On a balmy afternoon this past July, the staff at Quail Hill farm in Amagansett pulled 500 pounds of their Amagansett Peach garlic out of the ground. The blushing cloves are now drying in a barn. Some will be given to farm members as part of their weekly food share, some will be saved for planting the next crop next fall. And some will be auctioned at Sotheby's in a few short weeks.
In fact, about 30 growers from the tri-state area will be offered up heirloom crops -- from cranberry beans to Newtown Pippin apples -- on Sept. 23 at the storied auction house. Chefs and grocers and food makers will bid. The farmers will go home with their money.
The auction is a passion project for some Sotheby's staff and farmer friends, who declare there's as much valuable art being created on nearby farms as in SoHo studios. (The cases of auctioned produce will get eaten throughout the city in the days that follow, part of Eat Drink Local, a local food celebration throughout the Empire State. And a post-auction cocktail party and dinner will raise money for GrowNYC and the Sylvia Center.)
But hopefully the auction is also a coming-of-age sign for heirloom vegetables: those old-fashioned symbols of food diversity that are just the sort of innovation our dysfunctional food system needs.
Because outside this auction, and the city's Greenmarkets and CSAs, heirlooms occupy a pretty small portion on our collective table. In most realms of the food chain, a few major players -- Holstein cows, Red Delicious apples, Roundup Ready soy beans -- have squeezed others, literally, out of the field. By United Nations estimates, nearly 40 percent of the world's collective livestock breeds are on the verge of extinction; 80-90 percent of grain and vegetable varieties are similarly doomed.
Yes, heirloom tomatoes -- those sometimes-odd and always flavorful love apples -- have gone from rarity to nearly ubiquitous darling of farm stands, large supermarket chains and even city Green Carts. There's a similar success story for heritage meats, of course, with certain breeds of turkey, pigs and other animals being taken off the endangered breed list.
But you still won't find many heirloom veggies in the seed rack of your local hardware store. For these more special accessions, farmers and gardeners mostly rely on specialty sellers like Landreth and networks like Seed Savers Exchange.
The good thing about seeds is once farmers -- and the rest of us -- are committed to saving them, things can change relatively fast. Massive food buyers from Wal-Mart to Sodexo have robust, if small, regional buying initiatives that provide a market for the strange and the indigenous from around the country. When McDonald's started using Cameo and Pink Lady apples for its apple slices, it created a massive market for these varieties.
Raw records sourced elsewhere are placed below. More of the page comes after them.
PR #1146, opened 2018-10-23
Issue #1011: Fretboard: ValuesProvider.getCountry(): MissingResourceException

### LINKED ISSUE #1011: Fretboard: ValuesProvider.getCountry(): MissingResourceException
From Focus:

```
Caused by: java.util.MissingResourceException: 
  at java.util.Locale.getISO3Country (Locale.java:1589)
  at mozilla.components.service.fretboard.ValuesProvider.getCountry (ValuesProvider.kt:76)
  at mozilla.components.service.fretboard.ExperimentEvaluator.matches (ExperimentEvaluator.kt:71)
  at mozilla.components.service.fretboard.ExperimentEvaluator.evaluate (ExperimentEvaluator.kt:38)
  at mozilla.components.service.fretboard.ExperimentEvaluator.evaluate$default (ExperimentEvaluator.kt:35)
  at mozilla.components.service.fretboard.Fretboard.isInExperiment (Fretboard.kt:74)
  at mozilla.components.service.fretboard.Fretboard.getExperimentsMap (Fretboard.kt:120)
  at org.mozilla.focus.utils.ExperimentsKt.getActiveExperimentNames (Experiments.kt:27)
  at org.mozilla.focus.telemetry.TelemetryWrapper.recordActiveExperiments (TelemetryWrapper.kt:821)
  at org.mozilla.focus.telemetry.TelemetryWrapper.init (TelemetryWrapper.kt:262)
```

fercarcedo:
The `Locale` class [documentation](https://developer.android.com/reference/java/util/Locale.html#getISO3Country()) says the `getISO3Country` method throws a `MissingResourceException` if the three-letter country abbreviation is not available for a `Locale`.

This isn't just good news for those who like the gastronomic options offered by Black Krims or Red Wattles. Scientists like Cary Fowler, who heads the Global Seed Trust, the massive seed storage bank burrowed into a Norwegian glacier, argues that one of the main benefits of such diversity is it serves as a hedge against whatever slings and arrows befall the global food system. He says farmers will need "climate-ready" crops that can cope with erratic rainfall, occasional droughts and the ultra-warm nighttime temperatures caused by climate change. These traits exist in the fields and pastures of the people who raise our food, which makes preserving them all the more valuable a proposition.
Because whether at the supermarket counter or the auction block, this is all about what we'll pay for our food. More specifically, what different links in the food chain -- the chef who features heirloom cauliflower, neatly cut, perfectly cooked; the Hudson Valley pie maker who has to have Long Island cheese pumpkin; those of us who hanker for heirloom potatoes; the mayoral candidate who wants to use food to fix her city -- will pay.
And, in some joyous symbiosis of supply and demand, we get to eat from the landscape around us, keep our rural neighbors employed, and thank the farmers who keep and steward the seed.